### SOURCE DATA
*-*-*

PR #7570, opened 2026-09-22
meta: fix nlink of cloned directory without recounting

zxh326:
## Problem

When a sub-directory disappears while `juicefs clone` is running, `cloneEntry`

*-*-*

### TASK INSTRUCTIONS
Reproduce the listing above word for word.

### SOLUTION
PR #7570, opened 2026-09-22
meta: fix nlink of cloned directory without recounting

zxh326:
## Problem

When a sub-directory disappears while `juicefs clone` is running, `cloneEntry`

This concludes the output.